PR #1015, opened 2020-10-06
[RFC] Wildcard - stage 3 proposal

ebeahan:
### Summary

Revisions to the stage two wildcard RFC for consideration of advancement for stage three.

Opening this PR with minimal changes. Feedback and concerns as the wildcard changes are adopted can be captured in this PR and incorporated into the proposal as appropriate.

- [x] Opened pull request for this candidate revising the existing draft

[Markdown preview of this RFC](https://github.com/ebeahan/ecs/blob/wildcard-rfc-stage-3/rfcs/text/0001-wildcard-data-type.md)


rw-access:
I saw a few typos. These say  "leading wildcard" but the example is a trailing wildcard: `foo*`
https://github.com/elastic/ecs/blob/e9b9681581755783ca4ccf8a0ab9f57ae9f30c81/rfcs/text/0001-wildcard-data-type.md#L148-L149

Inconsistent escaping, should do  `\\` for all escaped backslashes.
https://github.com/elastic/ecs/blob/e9b9681581755783ca4ccf8a0ab9f57ae9f30c81/rfcs/text/0001-wildcard-data-type.md#L182

Similarly, I think these should be escaped with `\` not `/`. I don't think this is valid syntax:
https://github.com/elastic/ecs/blob/e9b9681581755783ca4ccf8a0ab9f57ae9f30c81/rfcs/text/0001-wildcard-data-type.md#L241

Worth double checking if this is valid syntax. I'm not 100%  sure if `\` can escape whitespace. 
`process.command_line:*f\ foo* and process.command_line:*/b\ bar*`

webmat:
We should remove `user.domain`, in line with not including `host.domain`

webmat:
We could add a link to the wildcard docs in the references https://www.elastic.co/guide/en/elasticsearch/reference/current/keyword.html#wildcard-field-type

webmat:
Whoa, I just came across this `process.thread.name`:

```
"process.thread.name":"TC: 14:05:53 Stage: Initializing Startup subsystem; TeamCity Server (version 2020.1.4 build 78906 started 2020-10-21 14:05:53.422), node id: MAIN_SERVER"
```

* [Aim of the task]: Reproduce every line from the listing above that holds the word "github".

* [Output of the exercise]:
[Markdown preview of this RFC](https://github.com/ebeahan/ecs/blob/wildcard-rfc-stage-3/rfcs/text/0001-wildcard-data-type.md)
https://github.com/elastic/ecs/blob/e9b9681581755783ca4ccf8a0ab9f57ae9f30c81/rfcs/text/0001-wildcard-data-type.md#L148-L149
https://github.com/elastic/ecs/blob/e9b9681581755783ca4ccf8a0ab9f57ae9f30c81/rfcs/text/0001-wildcard-data-type.md#L182
https://github.com/elastic/ecs/blob/e9b9681581755783ca4ccf8a0ab9f57ae9f30c81/rfcs/text/0001-wildcard-data-type.md#L241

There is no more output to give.